A mathematical model of multisite phosphorylation of tau protein

Abstract

Abnormal tau metabolism followed by formation of tau deposits causes a number of neurodegenerative diseases called tauopathies including Alzheimer's disease. Hyperphosphorylation of tau protein precedes tau aggregation and is a topic of interest for the development of pharmacological interventions to prevent pathology progression at early stages. The development of a mathematical model of multisite phosphorylation of tau would be helpful for searching for the targets of pharmacological interventions and candidates for biomarkers of pathology progression. In the present study, we for the first time developed a model of multisite phosphorylation of tau protein and elucidated the relative contribution of kinases to phosphorylation of distinct sites. The model describes phosphorylation of tau or PKA-prephosphorylated tau by GSK3β and CDK5 and dephosphorylation by PP2A, accurately reproducing the data for short-term kinetics of tau (de)phosphorylation. Our results suggest that kinase inhibition may more specifically prevent tau hyperphosphorylation, e.g., on PHF sites, which are key biomarkers of pathological changes in Alzheimer's disease. The main features of our model are partial phosphorylation of tau residues and merging of random and sequential mechanisms of multisite phosphorylation within the framework of the probability-based approach assuming independent phosphorylation events.

Fig 1. Schematic representation of the tau residues and kinases incorporated into the mathematical model.

Fig 2. Mechanisms of multisite protein phosphorylation relevant to the independence of phosphorylation events.

GSK3β phosphorylates tau via a random mechanism (B) except for sites S404 and S396, which are phosphorylated by a sequential mechanism (A). CDK5 phosphorylates all the sites via a random mechanism (B). Phosphatase PP2A dephosphorylates tau protein by a random mechanism.

Fig 3. Phosphorylation stoichiometry (the ratio of phosphorylated tau to total tau, mol P/mol) for (A) GSK3β and (B) CDK5 with unphosphorylated tau (gray) or PKA-prephosphorylated tau (black) [20].

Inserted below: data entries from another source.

PR #826, opened 2016-10-17
Show full URL for downloading file.

slawomirbrys:
When using corporate proxy then extension fails to download files inside. In Visual Studio Code into Output we can see file name only and extension hangs. To help investigation what file to download manually and finish extension init we need to know full url which we should download from. This commit shows full url only.

### DIFF
--- a/src/omnisharp/download.ts
+++ b/src/omnisharp/download.ts
@@ -119,7 +119,7 @@ export function go(flavor: Flavor, platform: Platform, logger: Logger, proxy?: s
 
         const urlString = `${BaseDownloadUrl}/${fileName}`;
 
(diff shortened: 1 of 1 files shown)


slawomirbrys:
Strange, but #605 was fixing that, merged, however don't see that into code.

slawomirbrys:
Ok, this commit overwritten #605.
https://github.com/OmniSharp/omnisharp-vscode/commit/833ea9f5d801fb6fa006a7c9c99ac56dd5241222#diff-56b7f4eb8ed677ea3fa70a22fab72dcaR122

DustinCampbell:
Thanks very much! It looks like I stepped on that commit during some refactoring.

Experimental values are marked by points, and model predictions by lines. Two black and gray experimental points for CDK5 (B) coincide. Errors of experimental values were not provided by the authors [20].

Fig 4. Kinetics of tau phosphorylation at S404 by (A) GSK3β or (B) CDK5 with (black) or without (gray) PKA-prephosphorylation.

The transient peak in (A) is caused by sequential phosphorylation (first S404, then S396) by GSK3β in contrast to kinetics of tau phosphorylation at S404 with CDK5 when residues S396 and S404 are phosphorylated independently by a random mechanism. Errors of experimental values were not provided by the authors [20].

Fig 5. Phosphorylation kinetics of S396 (purple) and S404 (green) of tau (A) or PKA-prephosphorylated tau (B) by GSK3β.

Kinetics for pS404 with 95% confidence bands are represented. Errors of experimental values were not provided by the authors [20].

Fig 6. A bar chart of α_i parameters (proportion of opened states) for 10 sites with 95% confidence intervals (A), and a stacked bar chart for the same sites including a pseudo-residue (B).

Fig 7. Values of catalytic constants on a logarithmic scale with 95% confidence intervals.

Fig 8. Kinetics of tau dephosphorylation at individual phosphorylation sites by PP2A.

Experimental values are marked by points, and model predictions by lines. Errors of experimental values were not provided by the authors [10].

Fig 9. Heatmap representation of predicted sensitivity of tau residues and total tau phosphorylation (columns) to the reaction of (de)phosphorylation (row).